The reason why our bill is different is it is asking a set of JAG lawyers who do not report to the chain of command to make these decisions independently, so that the victims can perceive that it is not within the chain that the decision is made, because if you look at the victims' descriptions of what happens to them, their assailant is usually someone senior to them, someone up the chain, someone senior, more decorated, Purple Heart recipient, someone who has done great acts of bravery. And they see that the chain of command will not be objective. There is no objectivity in the decision that is being made about whether or not to prosecute.

It is not that the commander is disagreeing with his lawyer. It is that the victim fears retaliation. The statistics in the last report that we know, we just know, they said 50 percent said they do not think anything will be done with their case. That is why they did not report. Forty-seven percent said they feared some form of retaliation or it would not go well. Forty-three percent said I have actually witnessed someone who did report be retaliated against.

So that is their fear. It is the chain of command as the decision maker. And so that is why we believe that if you took it out of the chain of command, you would have the hope that you would increase reporting.

Now, I agree, commanders have done the extra job of moving more cases to trial, but it is not a meaningful number. If there are 26,000 unwanted sexual contacts, assaults, and rapes, and we do not know how many of those are assaults and rapes. What we do know is 3,300 were reported, huge falloff between incident number and reported, whatever the incident number of rape and sexual assault is. Thirty-three hundred are reported. Of the 3,300 that are reported, 70 percent are sexual assault and rape. So we know there are thousands of sexual assaults and rapes every single year reported. What we also know is only one in 10 go to trial.
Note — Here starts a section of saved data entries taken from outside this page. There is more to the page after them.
PR #465, opened 2018-12-12
workaround for #457

### LINKED ISSUE #457: device address sorting not working for "interface" field
device address sorting not working for "interface" field, but only on specific devices.

## Expected Behavior

when clicking on a device, then going to "addresses" and the clicking on the "interface" table header, netdisco should sort the interfaces.

## Current Behavior

when doing this on a cisco nexus 9332pq switch for some reason my browser doesnt sort & just shows "processing" when using the interface table header to sort. other table headers like address or dns work fine, and on other devices "interface" also sorts as expected.
citrix netscalers also seem to have this issue.

## Steps to Reproduce (for bugs)

1. have access to a nexus switch or netscaler load balancer
1. click on device in netdisco
1. go to addresses
1. sort on interfaces by clicking on the table header
1. notice "processing" overlay in browser but no sorting happens
1. other headers sort just fine

i've gone over other device types as well but only netscaler & nx-os seem to have this issue. when trying to find a correlation i came up with the following:

for both the netscalers & nexus 9332s i notice:
* we have multiple addresses
* all ip addresses are shown correctly ("address" field)
* for netscaler all prefixes are shown, for nexus 1 prefix is missing
* at least 2 ports do not have dns entries (which is correct since some addresses dont have reverse dns)
* at least 2 ports dont have dont have their interface filled in. for the nexus these are ports that belong to different vrf's, netscalers dont have any interfaces filled in.
* the lack of interface names for __at least 2 ports__ seems to be the key here, we also have fortinet devices where only 1 interface is not filled in, and these sort correctly.

so, you need a device that has multiple interfaces, where at least 2 interfaces do not have an interface name and also lack dns entries (perhaps description too), then sorting will fail.

image

## Your Environment

* Netdisco version used: 2.39.33 & 2.39.31
* SNMP::Info version used: 3.63 & 3.61

inphobia:
i'm not in anyway versed in javascript, but this hack fixes #457 for me.

### DIFF
--- a/share/public/javascripts/portsort.js
+++ b/share/public/javascripts/portsort.js
@@ -30,6 +30,8 @@ function portSort (a, b) {
         // octal regex
         ore = /^0/,
         // convert all to strings and trim()
+        if (typeof a == 'null') { a = ''; }
+        if (typeof b == 'null') { b = ''; }
         x = a.toString().replace(sre, '') || '',
         y = b.toString().replace(sre, '') || '';
 


ollyg:
Thanks, I will fix the tests later

PR #470, opened 2018-12-20
docs are maintained in wiki

inphobia:
per @ollyg:
"the manual files were all converted into GitHub wiki pages"


ollyg:
Thanks!!

PR #483, opened 2019-01-08
add a new tab to device -> vlans

inphobia:
this adds a new tab to device details: vlans

it shows all the vlans know for the device. you can click the vlan id to go to the device ports overview & see all ports with that vlan tagged or native.
clicking on the description goes to reports->vlans

devices with no known vlans give a "no matching records"

csv export also included

preview:
image


inphobia:
my first try at a new plugin. i think i've tested everything but would like some extra eyes.

ollyg:
My only question is whether it should be Vlans or VLANs in the interface :-D

inphobia:
if you ask me, it should be "vlans". caps are such a waste of 26 bits :)

inphobia:
according to the source all lowercase is the clear winner :)

```
grep -r VLAN . | wc -l
134
grep -r Vlan . | wc -l
72
grep -r vlan . | wc -l
481
```

but it seems VLAN is the clear winner in everything that's user output, the only other use of "Vlan" is in search/ports. i'll update them to VLANs to make things uniform.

So of the ones that go to trial, there are 302. So let us just say the commander said, I really want to go to trial more often than my lawyers tell me. Let us say he increased it by 25. Twenty-five more cases went to trial. That is a good thing. That is a really good thing. And I appreciate that the commanders actually make and take that step.

So we have 302 cases that go to trial. Pretty good conviction rate: 238 convicted. Pretty good. The problem is if you only 302 cases going to trial, but there is some number above 3,300 of cases actually taking place, it is their reporting that we need to change.

So we look at our allies, the allies we fight with every time we need an ally in war. Look at Israel. Look at the UK. Look at Canada. Look at Germany. Look at Australia. They have made this decision already because of the objectivity problem and because of reporting issues. In fact, in Israel, because they have done some high level prosecutions in the last 5 years, their reporting has increased by 80 percent. What would that mean if our reporting increased by 80 percent? It would mean we would not have 3,300 reported cases. We would have tens of thousands of reported cases.

And if that many reported, how many are going to go to trial? A lot more than 300. Even with an aggressive commander, you might get more. But a lot more are going to trial if you increase reporting. So to increase reporting, let us just listen to the victims.
They say it is in the chain of command. That is why they are not reporting. So we can believe them or we can not believe them. Many here do not believe the victims. They do not believe the victims. They do not believe chain of command is the problem.

I urge people to support our original version of the personnel markup.